Inclusion Criteria: * Diagnosis of primary esophageal adenocarcinoma or squamous cell carcinoma (cT1b-4a,N0-3,M0) in the mid or distal esophagus or at the level of the gastro-esophageal junction scheduled for undergoing transthoracic esophagectomy with curative intent or for esophageal reconstruction with a gastric or jejunal interposition * Age ≥ 18 years, * Able to give written informed consent.

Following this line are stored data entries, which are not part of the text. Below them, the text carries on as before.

PR #1019, opened 2021-11-05
[DoctrineBundle] Re-add the doctrine.orm.metadata_cache_driver option in production

javiereguiluz:
| Q             | A
| ------------- | ---
| License       | MIT
| Doc issue/PR  | -

This was removed in #996 but apparently Doctrine has un-reverted this removal. See https://github.com/doctrine/DoctrineBundle/pull/1405

### DIFF
--- a/doctrine/doctrine-bundle/2.4/config/packages/prod/doctrine.yaml
+++ b/doctrine/doctrine-bundle/2.4/config/packages/prod/doctrine.yaml
@@ -1,6 +1,9 @@
 doctrine:
     orm:
         auto_generate_proxy_classes: false
+        metadata_cache_driver:
+            type: pool
+            pool: doctrine.system_cache_pool
         query_cache_driver:
             type: pool
             pool: doctrine.system_cache_pool


stof:
DoctrineBundle has reverted the deprecation, to account for projects having special needs. But the recommendation is still to use the default behavior, so I would not re-add it in the recipe

javiereguiluz:
@stof OK, let's close this one then.

Just asking: which would be some of the criteria to maintain this in an app? I've re-added it to the Symfony Demo app, but I'm not sure if that is OK or not. Thanks!

stof:
I would also remove it from the demo. The existing default covers the 80% cases (and maybe even the 99% case).

The use case for keeping the metadata cache configurable was for projects that were so big that the default dev behavior was too slow for them, and they wanted to configure a prod-like cache even in the dev environment (requiring a manual cache clearing when changing the doctrine metadata, but this was the right trade-off from them as they were not changing them frequently and they would prefer the performance gained from the stronger caching)

javiereguiluz:
@stof thanks for the explanation. It's more clear now. I've removed this from the Symfony Demo app too.

Philosoft:
@stof what's the point to "recalculate" metadata for entities in prod environment on every request? and what about this https://github.com/doctrine/DoctrineBundle/issues/1393#issuecomment-938438463 in a thread that you refer to?

runephilosof-abtion:
@Philosoft As I understand it, the metadata caching now has sensible defaults in prod.
>  PHP Array cache is now automatically registered when `%kernel.debug%` is false.

stof:
@Philosoft this comment was about profiling the debug mode, not the prod mode.

loevgaard:
In production what cache is used? Doctrine [recommends](https://www.doctrine-project.org/projects/doctrine-orm/en/2.14/reference/caching.html) the `PhpFilesAdapter`, but I cannot see from a first glance that this is the case for production?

Exclusion Criteria: * Patients planned for rescue surgery, * Patients planned for colonic interposition, * Known or suspected pregnancy, * Patients who have undergone upper GI surgery within 30 days before randomization, * Unable to understand the study information, study instructions and give informed consent. * Patients enrolled in a trial that would interact with the intervention * Patients with a known allergy, sensitivity, or interaction to investigational medicinal product. * Patients with known/documented colonization of Enterobacteriaceae and or Pseudomonas Aeruginosa that are resistant to both tobramycin/gentamicin and to carbapenem antibiotics * Patients undergoing CVVH. * Patients with documented chronic renal failure (GFR \< 15 mls/min) or who are on chronic intermittent hemo- or peritoneal dialysis, * Women of childbearing potential at risk of pregnancy, not using adequate contraception, * Patients with the inability to swallow the SDD * Patients with pre-existing degenerative neuromuscular diseases like, but not limited to, myasthenia gravis or Parkinson disease).